Monday, January 10, 2011

The Baroque Period Defined

The title word Baroque is italian for bizare, though exuberant is more appropriate, as music in the baroque period is characterized with energy and livelyhood. The term baroque originated in the 1860's to decribe the highly decorative style of the public and religous buildings in the 17th and 18th century. A major theme underlying music at the time was exploration of form. At the time, there was still much to be dicscovered: New harmonic lines and harmonic progressions, combinations of instruments, and new forms in music such as fugue,canon, and variations in a bassline, popular tunes, and chorales.

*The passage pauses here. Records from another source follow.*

PR #233, opened 2026-04-27
fix(security): sanitize branding.customCSS to prevent stored XSS (#633)

theodorecharles:
## Summary

Closes ticket #633 (Argus security audit, HIGH severity).

The frontend SSR layer was interpolating `branding.customCSS` directly into a `<style id="custom-css">…</style>` block on every served page, with no escaping or `</style>` filter. The backend `PUT /api/branding` endpoint accepted `customCSS` from any **manager** (a non-admin role) and validated only the 50KB length cap. A manager could ship something like `</style><script>fetch("/api/config")…</script>` and execute arbitrary JS in every visitor's browser, including admins — a clean stepping-stone to chained config/secret exfil.

This PR closes the breakout in two layers:

- **Backend** (`backend/src/routes/branding.ts`) — `PUT /api/branding` now rejects any `customCSS` containing `</`, `<!`, `<script`, or HTML-entity-encoded equivalents, returning `400` with a clear error. This is the authoritative gate.
- **Frontend defense-in-depth** (`frontend/server.js`, `scripts/generate-homepage-html.js`) — every customCSS injection site now runs the value through a `sanitizeCustomCSS()` helper that strips the same sequences. This protects against any pre-existing bad data already on disk in `config.json`.

`>` is intentionally still allowed because CSS uses it for child combinators (`.parent > .child`). The only sequences that can close a `<style>` raw-text element start with `<`, so blocking those is sufficient.

## Test plan

- [ ] CI build & typecheck pass (`backend` TS compiles with the new validator)
- [ ] Manually attempt `PUT /api/branding` with `{"customCSS": "</style><script>alert(1)</script>"}` → expect `400 Bad Request`
- [ ] Manually attempt `PUT /api/branding` with `{"customCSS": ".parent > .child { color: red; }"}` → expect `200 OK` (child combinators still work)
- [ ] Verify a page served by `frontend/server.js` with a clean `customCSS` still renders the `<style id="custom-css">` block correctly
- [ ] Confirm a config.json with a pre-existing malicious `customCSS` no longer emits `</style>...` into served HTML

### DIFF
--- a/backend/src/routes/branding.ts
+++ b/backend/src/routes/branding.ts
@@ -261,6 +261,25 @@ router.put("/", requireManager, (req: Request, res: Response) => {
               .json({ error: "Custom CSS is too long (max 50KB)" });
             return;
           }
+          // Reject sequences that could break out of the <style> raw-text
+          // element or smuggle in script content when this string is
+          // server-side interpolated into <style id="custom-css">…</style>
+          // by frontend/server.js. Blocks </style, </script, <!--, <script
+          // and HTML-entity-encoded equivalents (defense-in-depth — entities
+          // are not decoded inside <style>, but the audit asked for them).
+          // Note: we deliberately allow ">" since CSS uses it for child
+          // combinators (e.g. ".a > .b").
+          const dangerousCSS = /<\s*\/|<\s*!|<\s*script|&lt;\s*\/|&lt;\s*!|&lt;\s*script|&#0*60;\s*\/|&#0*60;\s*!|&#0*60;\s*script/i;
+          if (dangerousCSS.test(value)) {
+            warn(
+              "[Branding] Rejected customCSS containing HTML-tag-like sequences",
+            );
+            res.status(400).json({
+              error:
+                "Custom CSS may not contain HTML tags, comments, or closing-tag sequences (e.g. </, <!, <script). Use only CSS rules.",
+            });
+            return;
+          }
         } else if (value.length > 500) {
           res
             .status(400)
--- a/frontend/server.js
+++ b/frontend/server.js
@@ -429,6 +429,28 @@ function escapeHtml(str) {
 }
 
 /**
+ * Strip sequences from user-supplied CSS that could break out of a <style>
+ * raw-text element or smuggle in script content. Matches the same patterns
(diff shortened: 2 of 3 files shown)


theodorecharles:

The fix is correct and addresses all three acceptance criteria. The backend validator authoritatively rejects bad `customCSS` with a 400, and the frontend `sanitizeCustomCSS` helper strips the same sequences at every one of the four injection sites identified in the ticket plus the homepage-generation script — good defense-in-depth against stale `config.json` payloads. The regex is sound for the documented threat: `<\s*\/` covers the only real HTML-raw-text breakout vector, `<\s*script` catches tag openers, and the entity-encoded variants are belt-and-braces. No blockers, but two things worth noting before this ages.

**Suggestions**
- `frontend/server.js:449` — The `test`-then-`replace` pattern on a regex defined with the `g` flag leaves `lastIndex` advanced after the `test` call. `String.prototype.replace` does reset `lastIndex` to 0 for global regexps per spec, so the replacement itself is correct — but the idiom is fragile and confusing to future readers. A simpler and safer pattern is to skip the `test` entirely and just return `css.replace(dangerous, "")` unconditionally; `replace` returns the original string unchanged when there are no matches, so the early-return optimization isn't needed here. Same issue in `scripts/generate-homepage-html.js`.
- `backend/src/routes/branding.ts:271` — No automated test covers the new validator branch. Given the HIGH severity of this issue a unit test that submits `</style><script>alert(1)</script>` and asserts a 400 response — and a counterpart that submits `.parent > .child { color: red; }` and asserts 200 — would lock in the behaviour and catch any future regex regression. The PR's manual test plan is fine for the immediate merge, but the test gap is worth a follow-up ticket if adding it here isn't practical.

**Nits**
- `frontend/server.js:438` — The `sanitizeCustomCSS` function is copy-pasted verbatim between `frontend/server.js` and `scripts/generate-homepage-html.js`. If the regex ever needs updating (e.g. to cover `&#x3c;` hex-encoded variants) it has to be changed in two places. Extracting it to a small shared utility (e.g. `shared/sanitize-css.js`) would make future audits simpler — not a merge blocker, but worth a follow-up.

As the 1600's progreesed, these musical forms took definite shape, and the period from 1700 to 1750's can be viewed as highly "Baroque". Also important was the circumstances under which a composer worked. Take Vivaldi, for example.Though he wrote many fine, complex concertos, many of his pieces were meant merely as a five finger exercise for his students. Vivaldi spent most of his working life employed by Ospedale della Pieta.Often called an orphange, the Osepedale, was actually ahome for the female offspring of noblemen.The Osepedale was thus endowed by Numerous "anonymous" fathers. the young chicks were well looked after, their musical standards the highest. Indeed, many of Vivaldi's finest pieces were excerises he would play with his talented women.In the music of Johann Sebastian Bach, the different styles and forms of the baroque period were combined to perfection. Johann Sebastian Bach came from a musical family stretching back through many generations, and the Bachs were well-known throughout their "home ground" of Thuringia in what is now southeast Germany. Many of them were church and court musicians, and one or two were instrument makers. During Bach's life time, his son would recall " No musician of any consequence visiting Lepzip would ever fail to visit my father." Lepzig was a important, universal musical city. Musicians from all over the world would come to stay at his apartments in the Thomas school building, where they would make music togeher. In his death he left a tremendous legacy.